Issue #3624, opened 2026-09-17
comparableResourceVersions is dropped when a dependent resource's informer configuration is copied


afalhambra-hivemq:
`InformerEventSourceConfiguration.Builder.updateFrom` copies 11 fields from the informer configuration but not `comparableResourceVersions`, so it falls back to the default.

`KubernetesDependentResource.createEventSource` is its only caller, which means setting it on a dependent resource has no effect:

```java
@KubernetesDependent(informer = @Informer(comparableResourceVersions = false))
```

It is parsed correctly by `InformerConfiguration.Builder.initFromAnnotation`, ends up in the dependent's configuration, and is then reset to `true` at that hand off. No warning, the setting just does not apply.

Looks like a one line fix, adding `.withComparableResourceVersions(informerConfig.isComparableResourceVersions())` to the chain. Happy to open a PR if you want.

Noticed while working on #3615, where the same method needed a new field added to it.

csviri:
PR merged, thank you!

PR #3625, opened 2026-09-17
fix: keep comparableResourceVersions when copying a dependent resource's informer configuration

afalhambra-hivemq:
`updateFrom` wasn't copying `comparableResourceVersions`, so it fell back to the default and setting it on a dependent resource had no effect. One line, plus a test that fails without it.

Worth noting it's a real behaviour change for anyone who set it to false on a dependent: they now actually get the temporary resource cache disabled, so read-your-own-write is off for that secondary. That's what they asked for, but they haven't been getting it.

Fixes #3624


csviri (approved):
LGTM, thank you!

PR #774, opened 2024-11-19
Add argument to clean command to remove reports

dapomeroy:
Adds `ramble clean --reports` to remove pdf and image files generated by the reports feature.
```
(base) foo@user:~/ramble$ ramble clean -r
==> Removing pdf and image files generated by ramble reports
==> Really remove all reports and images from /usr/local/foo/.ramble/reports? [y/N] n
==> Error: Will not remove any files
(base) foo@user:~/ramble$ ramble clean -r
==> Removing pdf and image files generated by ramble reports
==> Really remove all reports and images from /usr/local/foo/.ramble/reports? [y/N] y
(base) foo@user:~/ramble$ 
```


lib/ramble/ramble/cmd/clean.py
```diff
@@ -78,3 +89,12 @@ def remove_python_caches():
...
                     shutil.rmtree(dname)
+
+
+def remove_reports_files():
+    reports_path = ramble.reports.get_reports_path()
+    if reports_path:
+        for dir in os.listdir(reports_path):
+            dname = os.path.join(reports_path, dir)
+            logger.debug(f"Removing {dname}")
+            shutil.rmtree(dname)
```
rfbgo: Do we think this is sufficiently safe? It seems a bit like we could accidentally delete stuff that was not intended?

It feels like overkill but maybe we should do something more like delete pngs, then empty dirs, then pdfs?

dapomeroy: That sounds reasonable. Do you think we should add a "really delete reports? [y/N]" prompt like we have for workspaces?

rfbgo: Yea, I think we should follow the workflow in workspaces closely where possible 

In general I'm pretty shy of deleting files indiscriminately, a user could run `rm -rf $RAMBLE_REPORTS_DIR` or something easily if that's what they want

dapomeroy: OK, I've updated this to only delete pdf and png files and empty directories, and to ask y/N first

PR #777, opened 2024-11-21
Add argument to 'clean' command to remove reports files

dapomeroy:
Adds `ramble clean --reports` to remove pdf and image files generated by the reports feature.
```
(base) foo@user:~/ramble$ ramble clean -r
==> Removing pdf and image files generated by ramble reports
==> Really remove all reports and images from /usr/local/foo/.ramble/reports? [y/N] n
==> Error: Will not remove any files
(base) foo@user:~/ramble$ ramble clean -r
==> Removing pdf and image files generated by ramble reports
==> Really remove all reports and images from /usr/local/foo/.ramble/reports? [y/N] y
(base) foo@user:~/ramble$ 
```


lib/ramble/ramble/reports.py
```diff
@@ -326,6 +330,23 @@ def add_minmax_data(self, selected_data, min_data, max_data, scale_var):
...
+        """
+        try:
+            with open(self.inventory_path) as f:
+                inventory = syaml.load(f)
+        except FileNotFoundError:
+            inventory = {"files": []}
+
+        inventory["files"].append(filename)
+
+        with open(self.inventory_path, "w+") as f:
```
douglasjacobsen: Instead of reading and writing the inventory file for each file we write, can we batch the updates to the inventory file?

Doing this with a large report (i.e. lots of png / pdf files) could cause a lot of thrash on a shared filesystem.

douglasjacobsen (changes requested):

lib/ramble/ramble/reports.py
dapomeroy: I've updated it to only write once per inventory file, and I think it can skip the 'read' and just initialize a new empty inventory because each new plot generator / reports folder has a unique timestamped path created on invocation.

douglasjacobsen (approved):

lib/ramble/ramble/reports.py
douglasjacobsen: Awesome, thanks!

PR #782, opened 2024-12-02
Update application.py

napulath:
Removing hydra.searchpath from application.py


douglasjacobsen:
This is included in #783

PR #784, opened 2024-12-03
Fix env var propagation between experiments

douglasjacobsen:
This merge fixes an issue where environment variables were incorrectly propagated between experiments. A test has also been added to help ensure this issue doesn't show up again.

### DIFF
--- a/lib/ramble/ramble/application.py
+++ b/lib/ramble/ramble/application.py
@@ -967,26 +967,21 @@ class ApplicationBase(metaclass=ApplicationMeta):
         if self.expander.workload_name in self.workloads:
             workload = self.workloads[self.expander.workload_name]
 
+            new_env_vars = {}
             for name, env_var in workload.environment_variables.items():
                 action = "set"
                 value = env_var.value
 
-                # Since the type coming from the schema can either be None, or
-                # a complex polymorphic type we need to ensure it has a
-                # sensible base structure when it is not given
-                if not self._env_variable_sets:
-                    self._env_variable_sets.append({"set": {}})
-
-                # Since the type coming from the schema can either be None, or
-                # a complex polymorphic type we need to ensure it has a
-                # sensible base structure when it is not given
-                if not self._env_variable_sets:
-                    self._env_variable_sets.append({"set": {}})
-
+                add = True
                 for env_var_set in self._env_variable_sets:
                     if action in env_var_set:
-                        if env_var.name not in env_var_set[action].keys():
-                            env_var_set[action][env_var.name] = value
+                        if env_var.name in env_var_set[action].keys():
+                            add = False
+
+                if add:
+                    new_env_vars[env_var.name] = value
+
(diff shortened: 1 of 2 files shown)


lib/ramble/ramble/application.py
```diff
@@ -967,26 +967,21 @@ def _set_default_experiment_variables(self):
...
+                add = True
                 for env_var_set in self._env_variable_sets:
                     if action in env_var_set:
-                        if env_var.name not in env_var_set[action].keys():
-                            env_var_set[action][env_var.name] = value
+                        if env_var.name in env_var_set[action].keys():
+                            add = False
+
+                if add:
+                    new_env_vars[env_var.name] = value
```
linsword13, line 982: What's causing the leak? Is it due to pollution of class attributes? Modification within the loop?

douglasjacobsen: I think there's two parts. One that I haven't quite figured out yet (because it doesn't seem strictly wrong to me) and one that this PR fixes.

Fundamentally, it appears that the env-vars defined in application.py files end up in the workspace context (https://github.com/GoogleCloudPlatform/ramble/blob/develop/lib/ramble/ramble/experiment_set.py#L65).

I suspect that somewhere this context's env-var set is being added by reference rather than having a copy added (the RHS of the previous link returns the `ramble.config.get.get("env_vars")`, and I tested adding this with `.copy()` with no success).

The second part is that in the code before this PR, application.py environment variables are incorrectly added to *every* env-var set within the application, as opposed to only being added once. This means that if the workspace env-vars are added by reference, the application's env-vars are then injected into this env-var set (and that persists after the experiment is complete).

This PR fixes the second of these issues by only adding application defined env-vars once, in it's own env-var set, at the end of the list of env-var sets. One change that this makes that is different from previous behavior is that application defined env-vars are only defined if they are not defined in a separate env-var set. For example, if an application has:

```
environment_variable("MY_NEW_VAR", "new_val")
```

And a `ramble.yaml` has:
```
ramble:
  env_vars:
    set:
      MY_NEW_VAR: 'other_val'
```

Then the resulting experiment (that uses the application) would not have `export MY_NEW_VAR="new_val"` but would have `export MY_NEW_VAR="other_val"`.

With the previous behavior, the resulting experiment would have (from what I can tell) both exports, with `export MY_NEW_VAR="new_val"` likely taking precedence and potentially occurring multiple times.

EDIT: Just FYI, when I said env-vars in the `application.py` end up in the workspace context, I should have added that this is only the case if the workspace has a top level env-vars section.

If the workspace does not have:
```
ramble:
  env_vars:
    ...
```
Then this does not happen. So I suspect this would occur with any env-vars from an application as long as the workspace (or higher level) has an env-vars section defined.

linsword13: Thanks for the detailed explanation!

linsword13 (approved):

PR #789, opened 2024-12-05
Add a slurm workflow manager

linsword13:
Example usage:
    
```yaml
ramble:
  variants:
    workflow_manager: slurm
  variables:
    processes_per_node: 1
  applications:
    hostname:
      workloads:
        local:
          experiments:
            test:
              variables:
                n_nodes: 1
```

```
  # The batch_submit is defined by the workflow object
ramble on

  # Executors for query and cancel are available
ramble on --executor "{batch_query}"
ramble on --executor "{batch_cancel}"

  # The status report is also available in analyze
ramble workspace analyze -p
```

### DIFF
--- a/lib/ramble/ramble/application.py
+++ b/lib/ramble/ramble/application.py
@@ -66,7 +66,7 @@ from enum import Enum
 
 experiment_status = Enum(
     "experiment_status",
-    ["UNKNOWN", "SETUP", "RUNNING", "COMPLETE", "SUCCESS", "FAILED", "CANCELLED"],
+    ["UNKNOWN", "SETUP", "SUBMITTED", "RUNNING", "COMPLETE", "SUCCESS", "FAILED", "CANCELLED"],
 )
 
 _NULL_CONTEXT = "null"
--- a/lib/ramble/ramble/application.py
+++ b/lib/ramble/ramble/application.py
@@ -65,7 +65,8 @@ from ramble.util.output_capture import output_mapper
 from enum import Enum
 
 experiment_status = Enum(
-    "experiment_status", ["UNKNOWN", "SETUP", "RUNNING", "COMPLETE", "SUCCESS", "FAILED"]
+    "experiment_status",
+    ["UNKNOWN", "SETUP", "RUNNING", "COMPLETE", "SUCCESS", "FAILED", "CANCELLED"],
 )
 
 _NULL_CONTEXT = "null"
@@ -1745,10 +1746,13 @@ class ApplicationBase(metaclass=ApplicationMeta):
                     success = True
         success = success and criteria_list.passed()
 
-        if success:
-            self.set_status(status=experiment_status.SUCCESS)
-        else:
-            self.set_status(status=experiment_status.FAILED)
+        status = experiment_status.SUCCESS if success else experiment_status.FAILED
+        # When workflow_manager is present, only use app_status when workflow is completed.
+        if self.workflow_manager is not None:
+            wm_status = self.workflow_manager.get_status(workspace)
+            if not wm_status == experiment_status.COMPLETE:
+                status = wm_status
+        self.set_status(status)
 
         self._init_result()
 
--- a/lib/ramble/ramble/application.py
+++ b/lib/ramble/ramble/application.py
@@ -181,6 +181,8 @@ class ApplicationBase(metaclass=ApplicationMeta):
         self.license_path = ""
         self.license_file = ""
 
+        self.workflow_manager = None
+
         ramble.util.directives.define_directive_methods(self)
 
     def experiment_lock(self):
@@ -236,7 +238,10 @@ class ApplicationBase(metaclass=ApplicationMeta):
                              experiment.
         """
         self.variants = variants.copy()
+        self._set_package_manager()
+        self._set_workflow_manager()
 
+    def _set_package_manager(self):
         if namespace.package_manager in self.variants:
             pkgman_name = self.expander.expand_var(
                 self.variants[namespace.package_manager], typed=True
@@ -275,6 +280,24 @@ class ApplicationBase(metaclass=ApplicationMeta):
                                 "level": ramble.keywords.output_level.variable,
                             }
                         }
+                    )
+
+    def _set_workflow_manager(self):
+        if namespace.workflow_manager in self.variants:
+            workflow_name = self.expander.expand_var(
+                self.variants[namespace.workflow_manager], typed=True
+            )
+
+            if workflow_name is not None:
+                try:
+                    wfman_type = ramble.repository.ObjectTypes.workflow_managers
+                    self.workflow_manager = ramble.repository.get(workflow_name, wfman_type).copy()
+                    self.workflow_manager.set_application(self)
+                except ramble.repository.UnknownObjectError:
+                    logger.die(
+                        f"{workflow_name} is not a valid workflow manager. "
+                        "Valid workflow managers can be listed via:\n"
+                        "\tramble list --type workflow_managers"
                     )
 
     def build_phase_order(self):
--- a/lib/ramble/ramble/application.py
+++ b/lib/ramble/ramble/application.py
@@ -502,6 +502,10 @@ class ApplicationBase(metaclass=ApplicationMeta):
             for var in self.package_manager.package_manager_variables.values():
                 self.variables[var.name] = var.default
 
+        if self.workflow_manager is not None:
+            for var in self.workflow_manager.wm_vars.values():
+                self.variables[var.name] = var.default
+
         ##########################################
         # Expand used variables to track all usage
         ##########################################
@@ -964,6 +968,9 @@ class ApplicationBase(metaclass=ApplicationMeta):
 
         for mod_inst in self._modifier_instances:
             var_sets.append(mod_inst.mode_variables())
+
+        if self.workflow_manager is not None:
+            var_sets.append(self.workflow_manager.wm_vars)
 
         for var_set in var_sets:
             for var, val in var_set.items():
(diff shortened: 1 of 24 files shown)


var/ramble/repos/builtin/workflow_managers/slurm/workflow_manager.py
```diff
@@ -0,0 +1,108 @@
...
+    """Slurm workflow manager"""
+
+    name = "slurm"
+
+    maintainers("linsword13")
+
+    tags("workflow", "slurm")
+
+    render_content(
+        name="batch_submit",
```
douglasjacobsen, line 82: How does this work when we define `batch_submit` in the variables? Does this override the definition of the `batch_submit` variable?

linsword13: Yeah it does override the `batch_submit` variable. I do that so that `ramble on` works without needing to specify an `executor`. Do you see this being undesirable in some cases?

douglasjacobsen: Nope, I was more concerned that the variable would override the template.

var/ramble/repos/builtin/workflow_managers/slurm/workflow_manager.py
```diff
@@ -0,0 +1,197 @@
...
+#!/bin/bash
+{_ensure_job_id_snippet}
+{self.runner.generate_cancel_command("$job_id")}
+        """.strip()
+
+    render_content(
+        name="slurm_execute_experiment", content_func="_slurm_execute_script"
+    )
+
+    def _slurm_execute_script(self):
```
douglasjacobsen: Can we maybe move this into the base class, as a general "Build pragmas" function, just since I think this will be used fairly frequently.

Maybe it should be something other than pragmas specifically though... more like something around conditional expansion?

var/ramble/repos/builtin/workflow_managers/slurm/workflow_manager.py
```diff
@@ -0,0 +1,197 @@
...
+
+    def set_run_dir(self, run_dir):
+        """
+        Set the experiment_run_dir of this runner
+        """
+        self.run_dir = run_dir
+
+    def generate_query_command(self, job_id):
+        return rf"""
+status=$(squeue -h -o "%t" -j {job_id})
```
douglasjacobsen: I'm not sure how picky I am about this, but I would almost prefer the status map be in python rather than in bash.

And maybe some of the logic mapped into the base class too.

lib/ramble/ramble/test/conftest.py
```diff
@@ -187,18 +199,25 @@ def mock_modifiers(mock_mods_repo_path):
...
-        mock_mods_repo_path, object_type=obj_type
-    ) as mock_mods_repo:
-        yield mock_mods_repo
+        mock_pkg_mans_repo_path, object_type=obj_type
+    ) as mock_pkg_mans_repo:
+        yield mock_pkg_mans_repo
+
+
+@pytest.fixture(scope="function")
+def mock_workflow_managers(mock_wms_repo_path):
```
douglasjacobsen, line 212: Not related to this PR, mostly just something to think about.

Do you have any ideas on how we can clean up this stuff, and make it so we don't have to define new fixtures for each object type?

var/ramble/repos/builtin/workflow_managers/slurm/workflow_manager.py
```diff
@@ -0,0 +1,197 @@
...
+        default="{application_name}_{workload_name}_{experiment_name}",
+        description="Slurm job name",
+    )
+
+    workflow_manager_variable(
+        name="extra_sbatch_headers",
+        default="",
+        description="Extra sbatch headers added to slurm job script",
+    )
+
```
douglasjacobsen, line 62: Can you add a `workflow_manager_variable` to define `hostlist` as `$SLURM_JOB_NODELIST` too? That might make composition with modifiers that require this to be define a bit easier.

var/ramble/repos/builtin/workflow_managers/slurm/workflow_manager.py
```diff
@@ -0,0 +1,197 @@
...
+    def _slurm_execute_script(self):
+        headers = ["#!/bin/bash"]
+        expander = self.app_inst.expander
+        # Adding pre-defined sets of headers
+        pragmas = [
+            ("#SBATCH -N {}", "n_nodes"),
+            ("#SBATCH -p {}", "partition"),
+            ("#SBATCH --ntasks-per-node {}", "processes_per_node"),
+            ("#SBATCH -J {}", "job_name"),
```
douglasjacobsen: Can you also add `--gpus-per-node` = `{gpus_per_node}` here?

var/ramble/repos/builtin/workflow_managers/slurm/workflow_manager.py
```diff
@@ -0,0 +1,197 @@
...
+
+    maintainers("linsword13")
+
+    tags("workflow", "slurm")
+
+    def __init__(self, file_path):
+        super().__init__(file_path)
+
+        self.runner = SlurmRunner()
+
```
douglasjacobsen, line 50: We should also think about how to allow this modifier to have a default `mpi_command` (that could still be overridden)

var/ramble/repos/builtin/workflow_managers/slurm/workflow_manager.py
linsword13: Definitely, added.

var/ramble/repos/builtin/workflow_managers/slurm/workflow_manager.py
linsword13: Great suggestion, added.

var/ramble/repos/builtin/workflow_managers/slurm/workflow_manager.py
linsword13: Makes sense, updated.

lib/ramble/ramble/test/conftest.py
linsword13: We can perhaps have a fixture that defaults to all the builtin paths, and can be overridden to point to builtin.mock path for specific object type. But that makes the test itself slightly more verbose, so not sure if that's much of an improvement.

douglasjacobsen: OK cool, thanks. Maybe we can keep this in the back of our minds to see if we can make this nicer in the future.

var/ramble/repos/builtin/workflow_managers/slurm/workflow_manager.py
linsword13: Good call. I moved the get_status call inside the runner to be in python instead of relying on this bash script, so now `ramble workspace analyze` would rely on python. Do you prefer even the `--executor "{batch_query}"` to be handled in python instead of the bash script right now?

linsword13:
Marking this as a draft, given that this PR will need to be updated if https://github.com/GoogleCloudPlatform/ramble/pull/804 is in.

douglasjacobsen:
Something I just found out, if a job is completed and you run `ramble on --executor='{query_job}'` then it'll say the job failed (even if you haven't analyzed it.

We might want to see if there's a way to use something like scontrol to get the status of completed jobs.

linsword13:
> Something I just found out, if a job is completed and you run `ramble on --executor='{query_job}'` then it'll say the job failed (even if you haven't analyzed it.
> 
> We might want to see if there's a way to use something like scontrol to get the status of completed jobs.

Hm that's unexpected. I did have a `sacct` command to try to query for status of completed jobs, if `squeue` comes up empty. I will look into it.

douglasjacobsen:
Let me try it again, it might be that analyzing the job failed for some reason.

douglasjacobsen:
Yeah, I think I just had a weird issue with my experiments.

Can we also add default `-o` and `-e` pragmas to the generated submission script? This can place the slurm logs into the experiment directory.

linsword13:
> Yeah, I think I just had a weird issue with my experiments.
> 
> Can we also add default `-o` and `-e` pragmas to the generated submission script? This can place the slurm logs into the experiment directory.

Thanks for trying out! Also added the `-o` and `-e`.

linsword13:
> Marking this as a draft, given that this PR will need to be updated if #804 is in.

This is now updated. It currently uses changes in https://github.com/GoogleCloudPlatform/ramble/pull/814.

var/ramble/repos/builtin/workflow_managers/slurm/workflow_manager.py
linsword13: Added. It works to add that as a `workflow_variable`, and that's overridable.

lib/ramble/ramble/application.py
```diff
@@ -65,7 +65,8 @@
 from enum import Enum
 
 experiment_status = Enum(
-    "experiment_status", ["UNKNOWN", "SETUP", "RUNNING", "COMPLETE", "SUCCESS", "FAILED"]
+    "experiment_status",
+    ["UNKNOWN", "SETUP", "RUNNING", "COMPLETE", "SUCCESS", "FAILED", "CANCELLED"],
```
douglasjacobsen: Can we add a "SUBMITTED" status between "SETUP" and "RUNNING?

douglasjacobsen (changes requested):
This is looking great. One small request. :)

lib/ramble/ramble/application.py
linsword13: Definitely, added.

douglasjacobsen (dismissed):

douglasjacobsen (approved):

PR #798, opened 2024-12-12
Fix HPL preventing variable overrides from workspace config

douglasjacobsen:
This merge fixes an issue where variables defined in `ramble.yaml` would not propagate into the HPL.dat.

As an example, `"variables:swapping_threshold:999"` would not show up in the generated HPL.dat file when the calculator workload was used. After this chage, these settings propagate correctly.

Additionally, some logic around defining HPL settings is cleaned up to make it easier to maintain in the future.


rfbgo (approved):

samskillman:
Confirmed this addresses the issue

samskillman (approved):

What to produce
Lines that contain "general" should be pulled from the entries above and reported.

Exercise answer
In general I'm pretty shy of deleting files indiscriminately, a user could run `rm -rf $RAMBLE_REPORTS_DIR` or something easily if that's what they want
douglasjacobsen: Can we maybe move this into the base class, as a general "Build pragmas" function, just since I think this will be used fairly frequently.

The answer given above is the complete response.